Néanmoins, le groupe EU Business estime que les fonds rapatriés des comptes chypriotes offshore ne représentent qu’environ dix pour cent des comptes de non-résident(e)s en Lettonie.

 

Peurs irrationnelles

L’économie lettone s’est vite remise du choc de 2008, mais ensuite le chômage a bondi à 20 pour cent, obligeant de nombreux Letton(e)s à partir chercher du travail à l’étranger.

Pour faire face à la crise, le gouvernement a obtenu un prêt de sept milliards d’euros auprès du FMI, qui a depuis été remboursé, bien que la Lettonie doive encore de l’argent à la Commission européenne et à divers petits prêteurs.

La Lettonie a été félicitée pour avoir remis son économie à flot, mais les banques défaillantes ont été renflouées grâce à l’argent public, et les services et programmes gouvernementaux, ainsi que les emplois et les salaires de la fonction publique, ont été considérablement réduits.

Vanags pense malgré tout que la résistance à l’entrée dans la zone euro est irrationnelle: si la Lettonie devait un jour participer à un sauvetage, sa contribution ne serait pas très importante, selon lui.

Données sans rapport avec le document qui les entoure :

PR #89, opened 2023-01-17
fix performance and correctness of base points, and test

rafaqz:
Some performance and correctness fixes. As much as possible we check that tuples and vectors are the right length.

I think the performance of GeoJSON was also affected by how slow the Vector methods were here - they are 100x faster now.

Found working on #78. Lets get this merged quickly so that can be merged

### DIFF
--- a/src/base.jl
+++ b/src/base.jl
@@ -1,47 +1,89 @@
 # Implementation of GeoInterface for Base Types
 
 
+# AbstractVector{<:Real} length 2 - 4 (where length checking is possible and efficient)
+
+GeoInterface.isgeometry(::Type{<:AbstractVector{<:Real}}) = true
+GeoInterface.geomtrait(::AbstractVector{<:Real}) = PointTrait()
+GeoInterface.ncoord(::PointTrait, geom::AbstractVector{<:Real}) = Base.length(geom) # TODO should this error for length > 4 ?
+GeoInterface.getcoord(::PointTrait, geom::AbstractVector{<:Real}, i) = getindex(geom, i)
+GeoInterface.is3d(::PointTrait, geom::AbstractVector{<:Real}) = Base.length(geom) in (3, 4)
+GeoInterface.ismeasured(::PointTrait, geom::AbstractVector{<:Real}) = Base.length(geom) == 4 # Measured must have Z
+
+# x/y/z/m methods were 100x slower without these custom definitions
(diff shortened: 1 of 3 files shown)


rafaqz:
Note: needs some tests for `is3d`, `ismeasured` etc on Tuple points

src/base.jl
```diff
@@ -1,47 +1,89 @@
...
-const PointTuple = Union{PointTuple2,PointTuple3,PointTuple4}
+# AbstractVector{<:Real} length 2 - 4 (where length checking is possible and efficient)
 
 GeoInterface.isgeometry(::Type{<:AbstractVector{<:Real}}) = true
 GeoInterface.geomtrait(::AbstractVector{<:Real}) = PointTrait()
-GeoInterface.ncoord(::PointTrait, geom::AbstractVector{<:Real}) = Base.length(geom)
+GeoInterface.ncoord(::PointTrait, geom::AbstractVector{<:Real}) = Base.length(geom) # TODO should this error for length > 4 ?
 GeoInterface.getcoord(::PointTrait, geom::AbstractVector{<:Real}, i) = getindex(geom, i)
+GeoInterface.is3d(::PointTrait, geom::AbstractVector{<:Real}) = Base.length(geom) in (3, 4)
+GeoInterface.ismeasured(::PointTrait, geom::AbstractVector{<:Real}) = Base.length(geom) == 4 # Measured must have Z
```
evetion, line 11: It's good to document this somewhere, as XYM is allowed. But I've never seen M geometries in the wild, so if this makes the code way faster, let's do so.

rafaqz: Its more for correctness (but totally I never see them either).

There is no way to use `Gi.z` and `GI.m` function on a length 3 `Tuple` or `Vector` unless we say it is always x/y/z. 

I'm not sure what to do about this really. I will make a workaround in the wrappers PR where the wrapper will determine which value is Z and M.

evetion: I think what you've done is fine here, XYZ makes more sense than XYM if we have to choose one for 3 length non-named items. But I do like to see this assumption documented somewhere.

rafaqz: Sure, I'll write some docs.

rafaqz: I've added docs to the x/y/z/m methods clarifying point behaviour.

rafaqz:
This should be ready to merge

evetion (approved):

Et quoi qu’il arrive dans la zone euro, la Lettonie sera touchée, étant donné que le lats est actuellement aligné sur l’euro.

Mais la plus grande crainte de l’Europe concerne la réaction de la Russie face aux pertes imposées à ses résident(e)s à Chypre.

Il est de notoriété publique que la Russie utilise le commerce à des fins politiques.

En 2009, elle a coupé l’approvisionnement en gaz à l’Ukraine suite à un désaccord politique. Selon des hypothèses récemment émises, la Russie risque cette fois de geler les avoirs de l’UE ou de taxer fortement les entreprises européennes installées en Russie.

La Lettonie est observée à la loupe avant son entrée dans la zone euro; la moindre instabilité pourrait se révéler dangereuse, en particulier pour les travailleurs/euses ordinaires.